Also you could check for a shunt, which is a partial "short" to ground but you need to uunderstand what's going on when you do. Yo uhave to isolate everything. Unplug the cord. Disconnect all the motor wiring, take all the wiring nuts off and seperate the wires, and read every wire to ground to make sure there is no path from any wiring to ground where there shouldn't be.
If you check all that and still have problems, you could call Jet and ask then for the wiring resistance readings you should see from the windings. They should be able to give you (in Ohms) the readings that your Ohmeter can check to make sure you don't have a shunt in the windings themselves anywhere. 

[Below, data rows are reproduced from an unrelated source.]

PR #84, opened 2024-03-25
Fix: use basic auth to get generated images if necessary

julien-nc:
closes https://github.com/nextcloud/text2image_helper/issues/49

Auth is not an issue with OpenAI as result image URLs are accessible publicly.
But when LocalAI is set up with basic auth, we still don't use any auth when getting result images.
Tested with LocalAI behind a reverse proxy adding basic auth.

### DIFF
--- a/lib/TextToImage/TextToImageProvider.php
+++ b/lib/TextToImage/TextToImageProvider.php
@@ -8,6 +8,7 @@ namespace OCA\OpenAi\TextToImage;
 
 use OCA\OpenAi\AppInfo\Application;
 use OCA\OpenAi\Service\OpenAiAPIService;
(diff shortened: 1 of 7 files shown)


marcelklehr (approved):

lib/TextToImage/TextToImageProvider.php
```diff
@@ -17,6 +18,7 @@
 class TextToImageProvider implements IProvider {
 	public function __construct(
 		private OpenAiAPIService $openAiAPIService,
+		private OpenAiSettingsService $openAiSettingsService,
```
marcelklehr, line 21: Unecessary?

marcelklehr (approved):

PR #101, opened 2024-05-29
Fix incorrect numeric settings handling on the server side

julien-nc:
Arbitrary choice to use null to know when we should delete a setting value.
`parseInt` returns `NaN` with invalid values, this becomes `null` in the network request.
This should be pretty safe.


kyteinsky (approved):
:sparkles:

PR #103, opened 2024-05-30
Move personal and admin settings to AI sections

julien-nc:
Which makes more sense than "connected accounts".


kyteinsky (approved):
:sparkles:

PR #104, opened 2024-06-07
feat: Allow answering in the same langauge as the input

marcelklehr:
Works with popular models >8B. Llama 3 8B fails sometimes, sadly.


kyteinsky:
reformulate and summary's prompts seem to cater to completion models. Shall we change them for chat completions since non-chat completion is legacy as per openai?

marcelklehr:
> reformulate and summary's prompts seem to cater to completion models.


That was not the goal, but was the only way to get llama2 8B to understand the prompts correctly.

julien-nc (approved):

PR #1246, opened 2026-08-21
[#1245] Check realloc results before using them

### LINKED ISSUE #1245: Three unchecked realloc/malloc results leak the original buffer and then dereference NULL
Continuing the `cppcheck` pass from #1241 (the repo has no static analysis in CI).

Of **18 realloc assignments** in `src/`, **15 already check the result**, and they all use the safe shape — realloc into a *new* variable, test it, and only then commit to it. Three do not, and each one both leaks the original allocation and immediately dereferences the NULL result.

| site | shape | on failure |
|---|---|---|
| `src/libpgmoneta/csv.c:81` | `cs = realloc(cs, ...)` | original `cs` leaked, then `cs[num] = col` writes through NULL |
| `src/libpgmoneta/network.c:115` | `star_fds = realloc(star_fds, ...)` | original leaked, then `memcpy(star_fds + star_length, ...)` |
| `src/libpgmoneta/memory.c:126` | `d = realloc(orig, s)` | `orig` leaked (caller replaces its pointer with the return value), then `memcpy(d + orig_size, ...)` |

The self-assigning form (`p = realloc(p, n)`) is the classic version of this: on failure `realloc` returns NULL *without* freeing the original, so overwriting the only pointer to it loses the buffer.

`src/libpgmoneta/network.c:108` has the same problem one branch earlier — `star_fds = malloc(...)` followed directly by `memcpy` with no check.

## The convention already in the tree

`pgmoneta_append` in `src/libpgmoneta/utils.c:1542`:

```c
n = (char*)realloc(orig, orig_length + s_length + 1);

if (n == NULL)
{
   return orig;
}

memcpy(n + orig_length, s, s_length);
```

New variable, checked, and on failure the caller keeps its original pointer. The three sites above can follow exactly this.

## Scope — deliberately narrow

I am **not** proposing to check every allocation in the tree. A quick pass says roughly 204 of 342 allocations are followed by a NULL check, so unchecked allocation is a broader pattern and changing 138 sites would be a different discussion. These three are worth separating because they are the realloc-specific case, the codebase is already 15-for-18 consistent on it, and each one leaks *and* crashes rather than only crashing.

These are OOM-only paths, so the practical severity is low. Reported because they are cheap to fix and inconsistent with the surrounding code.

PR to follow.

Pranav-error:
Fixes #1245.

Three sites overwrote the only pointer to a buffer with the result of `realloc` and then dereferenced it unchecked. Since `realloc` returns NULL *without* freeing the original, each one leaked the original allocation and then wrote through NULL.

| file | before | after |
|---|---|---|
| `csv.c:81` | `cs = realloc(cs, ...)` then `cs[num] = col` | realloc into `tmp`, on NULL `goto error` — the existing label frees the still-valid `cs` |
| `network.c:115` | `star_fds = realloc(star_fds, ...)` then `memcpy` | realloc into `tmp_fds`, on NULL free `new_fds` and `continue`, matching what the loop already does on bind failure |
| `network.c:108` | `star_fds = malloc(...)` then `memcpy` | same treatment — this branch had the identical problem |
| `memory.c:126` | `d = realloc(orig, s)` then `memcpy` | on NULL, restore `*new_size = orig_size` and return `orig` unchanged |

This follows the shape already used by `pgmoneta_append` (`utils.c:1542`): realloc into a new variable, check it, and only then commit to it. 15 of the 18 realloc assignments in the tree already do this.

The `memory.c` case needed a decision about ownership, since the caller (`message.c:1200`) does `data = pgmoneta_memory_dynamic_append(data, ...)`. Returning the original pointer and the original size keeps the caller's buffer valid and drops only the append, which is the same choice `pgmoneta_append` already makes.

## Verification

- Builds clean.
- `cppcheck --enable=warning -I src/include src/` previously reported two `memleakOnRealloc` errors; both are gone and no new findings appear.
- `clang-format` reports no changes for the three files.

## Scope

Deliberately limited to the realloc-specific case. Roughly 204 of 342 allocations in the tree are followed by a NULL check, so unchecked allocation generally is a broader pattern I have not touched here — see #1245 for that reasoning.

These are OOM-only paths, so practical severity is low.

### DIFF
--- a/src/libpgmoneta/csv.c
+++ b/src/libpgmoneta/csv.c
@@ -62,6 +62,7 @@ bool
 pgmoneta_csv_next_row(struct csv_reader* reader, int* num_col, char*** cols)
 {
    char** cs = NULL;
+   char** tmp = NULL;
    char* col = NULL;
    char* last_tok = NULL;
    int num = 0;
@@ -78,7 +79,12 @@ pgmoneta_csv_next_row(struct csv_reader* reader, int* num_col, char*** cols)
    col = strtok_r(reader->line, ",", &reader->saveptr);
    while (col != NULL)
    {
-      cs = realloc(cs, (num + 1) * sizeof(char*));
+      tmp = realloc(cs, (num + 1) * sizeof(char*));
+      if (tmp == NULL)
+      {
+         goto error;
+      }
+      cs = tmp;
       cs[num] = col;
       num++;
       col = strtok_r(NULL, ",", &reader->saveptr);
--- a/src/libpgmoneta/memory.c
+++ b/src/libpgmoneta/memory.c
@@ -124,6 +124,11 @@ pgmoneta_memory_dynamic_append(void* orig, size_t orig_size, void* append, size_
    {
       s = orig_size + append_size;
       d = realloc(orig, s);
+      if (d == NULL)
+      {
+         *new_size = orig_size;
+         return orig;
+      }
       memcpy(d + orig_size, append, append_size);
    }
    else
--- a/src/libpgmoneta/network.c
+++ b/src/libpgmoneta/network.c
@@ -83,6 +83,7 @@ pgmoneta_bind(char* hostname, int port, int** fds, int* length)
              (ifa->ifa_flags & IFF_UP))
          {
             int* new_fds = NULL;
+            int* tmp_fds = NULL;
             int new_length = 0;
 
             memset(addr, 0, sizeof(addr));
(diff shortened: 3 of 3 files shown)


Pranav-error:
Thanks @jesperpedersen — cross-ported this one:

- pgagroal/pgagroal#999
- pgexporter/pgexporter#576
- pgvictoria/pgvictoria#51

`network.c` is character-identical across all four, so the same `star_fds` fix applies unchanged. Added myself to `AUTHORS` and the acknowledgement page in each, since they are first PRs there.

#1242 and #1244 do not port over — the user-index lookup and `mkdtemp` are pgmoneta-specific and cppcheck finds no equivalent in the other three. What the others do share is `nullPointerArithmeticOutOfMemory` on unchecked `malloc` (`pgagroal/security.c`, `pgexporter/queries.c`, `pgvictoria/security.c` and `utils.c`), which is the same broader unchecked-allocation pattern I described in #1245 and deliberately did not touch there. Happy to take that on across all four if you want it as a single sweep.

Pranav-error:
The red check here is not from this change — `build-linux (clang, Debug, 15)` is failing on `main` as well.

- This PR, run [32503745387](https://github.com/pgmoneta/pgmoneta/actions/runs/32503745387): `The action 'Run Tests' has timed out after 45 minutes`, last test through was `test_aes_cbc_decrypt_failures`.
- `main`, run [32370667187](https://github.com/pgmoneta/pgmoneta/actions/runs/32370667187): same job, same `timed out after 45 minutes`, last test through was `test_not_double_compression_incremental_backup`.

Same configuration, same timeout, different last test — so it looks like a hang somewhere in the suite on that one matrix entry rather than a single bad test, and it predates this branch. Every other job here is green, including the other clang Debug entries (14 and 17).

For what it is worth I did check the obvious way this change could hang: the `continue` I added on allocation failure sits inside `for (ifa = ifaddr; ifa != NULL; ifa = ifa->ifa_next)`, so the increment still runs and it cannot spin. The other two hunks are in `csv.c` and `memory.c` and are not reachable from the test that stalled.

Happy to look into the timeout separately if it is not already known.

PR #1248, opened 2026-08-21
[#1247] Clear freed pointers in add_user and update_user

### LINKED ISSUE #1247: Double free in pgmoneta-admin add_user and update_user on the error path
Found with the clang static analyzer (`clang --analyze` over a compile database). That is a different tool from the `cppcheck` pass in #1241/#1245 and finds a different class — it reports 10 `Attempt to free released memory` sites across the tree; the two in `src/admin.c` are the ones I have read through and confirmed.

## add_user (`src/admin.c:614`)

The success path frees six pointers and does not clear them:

```c
   fputs(entry, users_file);

   free(entry);
   free(master_key);
   free(encrypted);
   free(encoded);
   if (do_free)
   {
      free(password);
   }
   free(verify);

   fflush(users_file);
   fclose(users_file);
   ...
   if (pgmoneta_management_create_outcome_success(j, start_t, end_t, &outcome))
   {
      goto error;
   }

   if (create_response(users_path, j, &response))
   {
      goto error;
   }
```

and the `error:` label frees the same pointers again:

```c
error:

   free(entry);
   free(master_key);
   free(encrypted);
   free(encoded);
   if (do_free)
   {
      free(password);
   }
```

So if either `pgmoneta_management_create_outcome_success` or `create_response` fails — both of which run *after* the frees — each of those pointers is freed twice.

## update_user (`src/admin.c:959`)

Same shape. `master_key`, `encrypted`, `encoded`, `password` and `verify` are freed before `fclose(users_file)`, two `goto error` statements follow, and the `error:` label frees them again.

## Impact

Double free is undefined behaviour and corrupts the allocator; with glibc it typically aborts with `free(): double free detected in tcache 2`. It requires the error path to be taken, so it is not hit in normal operation — but this is the tool that writes credentials.

Unlike the `realloc` findings in #1245, this does **not** require an allocation failure to trigger.

## Fix

Clear each pointer after the free in the success path so the `error:` label's `free()` becomes a no-op. That matches what the surrounding code already does for file handles (`users_file = NULL;` immediately after `fclose`).

Verified by reading the code and with the analyzer, not by forcing `create_response` to fail at runtime.

PR to follow. The other eight `Attempt to free released memory` sites — `extension.c:402`, `management.c:1533`, `message.c:2639`, `utils.c:5170`, `walfile/rm_standby.c:191`, `walfile/wal_reader.c:1226`, `wf_backup_incremental.c:1508`, `wf_retention.c:230` — come from the same run but I have not read through them, so I am not claiming them here. Happy to work through those separately.

Pranav-error:
Fixes #1247.

`add_user` and `update_user` free `entry`, `master_key`, `encrypted`, `encoded`, `password` and `verify` on the success path, then call `pgmoneta_management_create_outcome_success` and `create_response`, both of which `goto error`. The `error:` label frees the same pointers again.

Setting them to NULL after the free makes the second free a no-op, which is what the surrounding code already does for `users_file`.

`clang --analyze` reported `Attempt to free released memory` at `admin.c:919` and `admin.c:1287` before the change and reports neither after. Builds clean, no `clang-format` changes.

### DIFF
--- a/src/admin.c
+++ b/src/admin.c
@@ -872,14 +872,20 @@ password:
    fputs(entry, users_file);
 
    free(entry);
+   entry = NULL;
    free(master_key);
+   master_key = NULL;
    free(encrypted);
+   encrypted = NULL;
    free(encoded);
+   encoded = NULL;
    if (do_free)
    {
       free(password);
+      password = NULL;
    }
    free(verify);
+   verify = NULL;
 
    fflush(users_file);
    fclose(users_file);
@@ -1237,13 +1243,18 @@ password:
    }
 
    free(master_key);
+   master_key = NULL;
    free(encrypted);
+   encrypted = NULL;
    free(encoded);
+   encoded = NULL;
    if (do_free)
    {
       free(password);
+      password = NULL;
    }
    free(verify);
+   verify = NULL;
 
    fclose(users_file);
    users_file = NULL;


Amr-Shams:
@Pranav-error great work, just small note, can you reduce the pr body a little (it is way too verbose), but keep it up

Pranav-error:
Thanks, that's fair — I've trimmed this one down. I'll keep the rest shorter too: what's broken, the fix, and the analyzer result.

PR #1250, opened 2026-08-21
Add a cppcheck job to CI, gated on a baseline

Pranav-error:
Following up on the offer in #1242 / #1247. Easy to close if you would rather not have this — it is a policy decision, not a bug fix.

CI currently runs clang-format, builds and tests, but no static analysis. That is why the defects behind #1241, #1245 and #1247 sat there: nothing was looking for them.

## Why it is a baseline rather than a plain run

`cppcheck --enable=warning` on `main` reports **244 findings**. Failing on any of them would break every build immediately, and dumping 244 warnings into the log that nobody can act on is worse than not running it.

So the job compares against a checked-in baseline of what already exists and fails only when a file gains findings of a kind it did not have, or gains **more** of a kind it already had. New code cannot add to the list; the existing 244 can be worked off whenever you feel like it. When a finding is fixed the job prints which baseline line to lower, so the file does not silently drift.

The baseline records counts per `id` and `file`, not line numbers, so ordinary edits do not churn it.

## One detail worth knowing

The job asks cppcheck for `{id}:{file}:{line}` and then strips the line number. That looks redundant but is not: **cppcheck collapses messages that format identically**, so with a `{id}:{file}` template a file reports at most one finding of each kind no matter how many it actually has.

I had written it that way first and the check silently could never fail. I found it by deliberately injecting a `p = realloc(p, n)` into `csv.c` and watching the job pass. Worth mentioning because the same trap applies to anyone regenerating the baseline by hand.

## Verified

- Clean tree: passes.
- With a `memleakOnRealloc` injected into `csv.c`: fails with
  `memleakOnRealloc:src/libpgmoneta/csv.c: baseline 1 -> now 2`.
- Removing the injection: passes again.
- The workflow YAML parses.

## Caveat I cannot check from here

The baseline was generated with **cppcheck 2.21.0 on macOS**. `ubuntu-latest` ships a different version and may report a slightly different set. If the first CI run fails on version drift rather than on a real regression, tell me and I will regenerate the baseline from that run's output — or pin the cppcheck version in the job, whichever you prefer.

## Interaction with the open fix PRs

#1242, #1246, #1248 and #1249 each remove findings that are in this baseline. Whichever lands first, the others will need their baseline lines lowered — the job prints exactly which. Happy to sequence this one last to keep that simple.

### DIFF
--- a/.github/cppcheck-baseline.txt
+++ b/.github/cppcheck-baseline.txt
@@ -1,0 +1,76 @@
+# cppcheck findings known to exist on main, as 'id:file count' pairs.
+#
+# CI fails when a file gains findings of a kind it did not have, or gains more of a
+# kind it already had, so new code cannot add to this list.
+#
+# Counts rather than line numbers, so ordinary edits do not churn the file. The
+# line number is asked for and then stripped, because cppcheck collapses messages
+# that format identically - without it every file would report at most one finding
+# per kind and the check could never fail.
+#
+# When a finding is fixed, lower the count or delete the line in the same PR.
+#
+# Regenerate with:
+#   cppcheck --enable=warning --inline-suppr --quiet --template='{id}:{file}:{line}' \
+#       -I src/include src/ 2>&1 | grep -E '^[a-zA-Z]+:' | sed 's/:[0-9]*$//' \
+#       | sort | uniq -c | awk '{printf "%s %s
+#
+", $2, $1}' | sort
+IOWithoutPositioning:src/admin.c 1
+arrayIndexOutOfBoundsCond:src/libpgmoneta/utils.c 2
+ctunullpointer:src/libpgmoneta/message.c 2
+ctunullpointer:src/libpgmoneta/wf_backup_incremental.c 1
+ctunullpointer:src/libpgmoneta/workflow.c 1
+ctunullpointerOutOfMemory:src/libpgmoneta/info.c 1
+ctunullpointerOutOfMemory:src/libpgmoneta/json.c 1
+identicalInnerCondition:src/libpgmoneta/se_ssh.c 1
+identicalInnerCondition:src/libpgmoneta/wf_link.c 1
+invalidscanf:src/libpgmoneta/utils.c 1
+invalidscanf:src/libpgmoneta/wf_backup_incremental.c 2
+memleakOnRealloc:src/libpgmoneta/csv.c 1
+memleakOnRealloc:src/libpgmoneta/network.c 1
+nullPointer:src/libpgmoneta/logging.c 1
+nullPointerArithmeticOutOfMemory:src/libpgmoneta/restore.c 2
+nullPointerArithmeticOutOfMemory:src/libpgmoneta/utils.c 1
+nullPointerOutOfMemory:src/libpgmoneta/art.c 17
+nullPointerOutOfMemory:src/libpgmoneta/brt.c 3
+nullPointerOutOfMemory:src/libpgmoneta/bzip2_compression.c 4
+nullPointerOutOfMemory:src/libpgmoneta/compression.c 4
+nullPointerOutOfMemory:src/libpgmoneta/console.c 1
+nullPointerOutOfMemory:src/libpgmoneta/deque.c 9
+nullPointerOutOfMemory:src/libpgmoneta/gzip_compression.c 4
+nullPointerOutOfMemory:src/libpgmoneta/json.c 9
+nullPointerOutOfMemory:src/libpgmoneta/keep.c 1
+nullPointerOutOfMemory:src/libpgmoneta/lz4_compression.c 6
+nullPointerOutOfMemory:src/libpgmoneta/message.c 13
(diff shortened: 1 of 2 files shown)


Pranav-error:
Rebased onto `main` now that #1242 and #1243 have landed, and updated the baseline accordingly.

#1242 removed all five `negativeIndex` findings, so these three lines are gone from `.github/cppcheck-baseline.txt`:

```
negativeIndex:src/libpgmoneta/wf_backup.c 1
negativeIndex:src/libpgmoneta/wf_backup_incremental.c 2
negativeIndex:src/main.c 2
```

Baseline is now 54 entries covering 239 findings, and matches `main` exactly — the job reports no drift in either direction.

Re-verified after the rebase: clean tree passes, an injected `p = realloc(p, n)` in `csv.c` still fails the job with `memleakOnRealloc:src/libpgmoneta/csv.c: baseline 1 -> now 2`, and removing it passes again.

#1246, #1248 and #1249 will each remove more entries when they land. Rather than have this PR go stale every time, I am happy to hold it until those are decided and rebase once at the end — just say which you prefer.

Pranav-error:
The first run failed, which is the check doing its job — and it caught exactly the drift I flagged in the description.

`ubuntu-latest` ships a different cppcheck than the 2.21 I generated the baseline with, and it reports nine findings mine did not:

```
nullPointerRedundantCheck:src/libpgmoneta/info.c: 0 in the baseline, 7 now
nullPointerRedundantCheck:src/libpgmoneta/wf_restore.c: 0 in the baseline, 1 now
nullPointerRedundantCheck:src/libpgmoneta/wf_sha512.c: 0 in the baseline, 1 now
```

Those are now in the baseline, so the job reflects what CI actually sees rather than what my laptop sees.

It also reported `toomanyconfigs:nofile`. That one is cppcheck describing its own configuration limit, not a finding in the tree, so the filter now requires a path under `src/` and ignores anything attributed to the pseudo-file `nofile`.

The job now also prints `cppcheck --version`, so if the runner image bumps the version and the baseline drifts again, the log says so immediately instead of looking like a code regression.

Two things worth deciding, and I am happy either way:

1. **Pinning the version.** Baselining against whatever `apt` currently offers means a future image bump will fail the job for reasons unrelated to any PR. Pinning cppcheck would make it deterministic at the cost of pinning maintenance. I have left it unpinned for now since that matches how `clang-format` is handled here, but that one is pinned to 21 explicitly, so say the word if you want the same treatment.
2. **The nine `nullPointerRedundantCheck` findings** are now recorded rather than fixed. They are in `info.c`, `wf_restore.c` and `wf_sha512.c` and look like genuine redundant NULL checks. I can send those as a separate PR under the sweep you asked for, which would shrink the baseline again.

Unrelated, in case it is useful: `build-linux (clang, Debug, 15)` is timing out after 45 minutes on `main` as well as on my branches — details on #1246.

jesperpedersen:
@Pranav-error You need to follow project guide lines - create an issue and reference it in the squashed commit message

Pranav-error:
Understood, and sorry for the omission — CONTRIBUTING.md is clear on it and I stopped following it partway through.

Filed #1270 for this one and squashed to a single commit, `[#1270] Add a cppcheck job to CI, gated on a baseline`.

I had the same gap on my other six open PRs, so I fixed those too rather than leaving you to point it out again — an issue each and one squashed commit referencing it:

- #1256 → #1271
- #1260 → #1272
- #1266 → #1273
- #1267 → #1274
- #1268 → #1275
- #1269 → #1276

Diffs are unchanged in all seven; only the commit messages moved.

Pranav-error:
`build-linux (clang, Debug, 15)` is red here and I do not think it can be from this change, but I would rather lay out the reasoning than just assert it.

The job did not fail a test — it hung. The last line is `test_cli_verify ... [PASS]` at 18:11:18, then nothing until `The action 'Run Tests' has timed out after 45 minutes`. Every test that ran, passed.

This PR adds one new independent job (`static-analysis`) and one new file (`.github/cppcheck-baseline.txt`). It changes no source, and nothing in the `build-linux` job reads either. The other five `build-linux` variants on the same commit are green, as are `storage-engines`, `format-check` and the new job itself — a real defect would not single out clang-15.

I cannot re-run jobs here. Say the word and I will push an empty commit to retrigger it.

Pranav-error:
Adding to my note above, since the picture is clearer now: four of my PRs went red in the same window and three of them — #1256, #1267 and this one — are the identical `The action 'Run Tests' has timed out after 45 minutes` failure, on two different clang versions and at different points in the suite. In every case each test that ran passed; the step hung.

For #1256 and #1267 the trees are byte-identical to their last green runs (same tree hash, only the commit message changed), so the same content was green and is now red. This PR changes no source at all.

All seven were pushed within about four minutes of each other, so seven full CI runs were competing for runners at once. That may well be the whole story.

Sorry for the noise — that was my doing, from applying the `[#issue]` convention to all seven at once.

Worst case scenario rewire back to 120v where you had more power until you can get an electrician to come over and troubleshoot it for you. 

HTH.


----------



## Leo G (Oct 16, 2006)

Switching over to 220v will not increase the power of the motor. If it is a 2HP motor that is what it is. The input voltage doesn't matter. You'll be drawing 12.4 amps on 120 and 6.2 on 220, but that is on 2 legs so you double it anyway and you still draw the same current. It sounds like the dryer outlet may be wire wrong, both on the same leg.


----------



## Harddog Wood (Feb 9, 2007)

okay, I looked at the pictures and looked again. It appears to me that you are missing a wire. 220v requires 4 wires. 2 hots, 1 neutral, and a ground. I only see a hot (black), and neutral (white), and a ground (green) going into the junction box. I could be wrong because I'm only looking at the pics. Your wiring of the motor looks to be correct, I just think your missing a wire on your feed. let us all know when you find out.


----------



## Leo G (Oct 16, 2006)

There are 3 wire and 4 wire 220vac systems The 3 wire has 2 hots and a neutral, the 4 wire adds the ground. In a residential system the ground and the neutral are essentially the same. They both come off the bar. The difference is that the neutral will carry current and the ground should not.


----------



## Harddog Wood (Feb 9, 2007)

Leo, I know what your saying but look at the feed to the box. I see a black through the switch series with the red. The white is the neutral, and the ground is grounded. If one is grounded, you must have another wire.


----------



## Leo G (Oct 16, 2006)

Yes, I see what you mean. And I agree. There needs to be some major changes in the design of the circuitry. If you are using 220 vac you will need a double pole switch to shut down both hots. You will need to get rid of the chassey ground as this should be the neutral. I just assumed he would know to do this. Sounds like he needs a qualified electrician. But as I said, it doesn't matter what voltage he uses on the motor, its rated HP is going to be the same.


----------



## TexasTimbers (Oct 17, 2006)

Hard dog, look at it again, the black is coming straight from the power box (we assume) to the switch, and coming out as red. The white is also coming in straight from the power box (again, we have to assume) so it is wired correctly, presuming he has both wires, one on each bus, at the box. I do see why it is throwing you but i believe it is wired correctly, assuming that both the black (L1 let's call it) and the white (L2 let's call it) are coming in from the box. The switch is simply breaking one leg. the color does not matter.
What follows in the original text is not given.